Fire Retardants… Are you storing banned chemicals at home?

Fire Retardants… Are you storing banned chemicals at home?

If fire retardant chemicals were a food or drug they would have to go through years of testing before they were released onto the market. Unfortunately they are not, therefore very little research has been done on the side effects of such chemicals on people. This may not seem important until you realise the huge quantity of these chemicals being used in our homes and the off- gassing* from treated beds, sofa’s and carpets which is then inhaled and digested by us and our children.

When research on the negative effects of these chemicals on human health has been carried out, it has often resulted in a ban. Some people would find this reassuring – until you realise that when a chemical is banned another is put in its place with very little, if any research on the new chemicals impact on human health. Most importantly, no one has asked the question, what has happened to the hundreds of thousands of pieces of furniture, sofa’s, beds etc that have been manufactured with those, now banned, chemicals? The shocking answer is they are still in people’s homes. If they were food or drugs they would have to be recalled.

The British public have a right to know. It’s not good enough just to ban and move on. The government made the furniture manufactures use them, now they are washing their hands of the issue rather than cleaning up the mess**.

*Off-gassing – treated foams give off residues of FR chemicals. Fabric FR backcoating breaks down into a powder that then becomes airborne and settles on surfaces.

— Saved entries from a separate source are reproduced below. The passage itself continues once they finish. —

PR #1389, opened 2025-01-21
fix: make a real no-padding option for popups

laurelfulford:
### All Submissions:

This PR replaces https://github.com/Automattic/newspack-popups/pull/1282. Instead of changing how the original 'No Padding' option for the overlay prompts worked, it renames it 'Small Padding', and adds an additional 'No Padding' option that has no padding.

I deviated from the approved design in https://github.com/Automattic/newspack-popups/pull/1282 once I realized that when the modal was aligned to the top, it would either need to leave a gap for the close button, or have the close button pushed off screen. The new version overlaps both the close button and 'Preview' label. Both can overlap content if the contents of the overlay don't add padding (like if they're not wrapped in a cover block):

image

@thomasguillot I'd really appreciate your opinion on that placement, if it seems to crowded/weird, or if you have suggestions for a better approach!

This PR also gives the 'Small Padding' option a 16px padding, half of what's used for the default (32px). This does change how the prompt looks, but it's a relatively small change and makes the option make sense by making it actually different.

See 1200550061930446-as-1206943440507768

1. Create a new overlay prompt, and give it the 'Hide Padding' style. Publish.
2. Apply this PR and run `npm run build`. 
3. Edit your prompt, and confirm it now uses the 'Small Padding' styles.
4. Confirm that the prompt has four styles total: Default, Small Padding, Large Padding, and No Padding.
5. Switch the prompt type to Inline, and confirm there are three styles: Default, Hide Border, and Large Border.
6. Change the styles and switch between the two different prompt types. This is to make sure the style settings still map to their 'counterparts' correctly:
* 'Default' > 'Default' and vis versa.
* 'Small Padding' > 'Hide Border' and vis versa.
* 'Large Padding' > 'Large Border' and vis versa.
* ... and if you pick 'No Padding' for the overlay, it should switch to 'Default' when you switch to an inline prompt since there isn't an equivalent. 
8. Do a visual test of the 'No Padding' option with different block settings:
* Test the different widths (small, large, full-width, etc.) [Here are some screenshots](https://cloudup.com/cNeHoGeVfqS) of the full-width size -- unlike the other placements, I removed the max-width from the content.
* Test the different placement (top, middle, the corners, etc.)
* Test different backgrounds (solid colours); the 'close' button should change to have sufficient contrast against the background, switching to white when the background is dark.
* Test different content (text blocks -- which should touch the sides -- and wrapping things in cover, Media & Text, etc. blocks). The former will look a little janky (like the first screenshot below), but the latter should look good, with the blocks touching the edges of the prompt:

CleanShot 2025-01-20 at 16 00 16

CleanShot 2025-01-20 at 16 03 53

9. Do a visual test of the 'Small Padding' option with different block settings. These should look very similar to the 'Default' padding, except with a bit less padding.
10. Smoke test the other settings -- nothing should have changed for them, but just in case!

### Other information:


thomasguillot (changes requested):
Works as described.

The only thing is I find the preview label and close button slightly too close to the edge. I think, a 4px or 8px margin would improve this. What do you think, @laurelfulford?

laurelfulford:
@thomasguillot I think that makes sense! I got a little severe with cutting how much these things might overlap with popup content, it doesn't need to be that tight 😅 

I removed the padding-specific styles for the preview label so it uses the default 4px margin, and increased the close button from 24px to 32px (still a little smaller than the default 36px). Just let me know if either could use more tweaking! 

CleanShot 2025-01-22 at 09 20 59@2x

thomasguillot (changes requested):
This is much better thank you @laurelfulford.

I didn't realise you resized the close button. I think we should stick to 36px considering in theory it's still too small to tap on mobile.

laurelfulford:
🤦‍♀️ Thanks @thomasguillot -- glad I called that out, I didn't think of that! 

I updated the PR to remove the button size change so it's always 36px again: 

CleanShot 2025-01-23 at 15 24 39

thomasguillot (approved):
It looks great. Thank you very much @laurelfulford! ❤️

laurelfulford:
Thanks for your eyes, @thomasguillot! 🙌 I'm going to shuffle the labels (remove "Needs Design Review" and switch it back to "Needs Review") so it gets a code review, unless you've reviewed that and this review counts for both. Just let me know if that's the case -- thanks! 😄

leogermani (approved):
I'm amazed at how much it takes to add a little option to the admin!

laurelfulford:
Thanks @leogermani!

> I'm amazed at how much it takes to add a little option to the admin!

I know, right?? 😆 @dkoo was a big help the admin part of this PR!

** The UK government itself admits there are only two incinerators in the UK that are capable of dealing with these dangerous chemicals safely. Have a look at the following quotation:

21. In addition, it is likely that in the near future EU legislation will require that furniture containing potentially harmful substances (including BFRs) be disposed of safely. This could be an expensive process, especially in light of there currently being only two incinerators in the UK that can deal with the safe disposal of such products (e.g. in sofas). Page 12.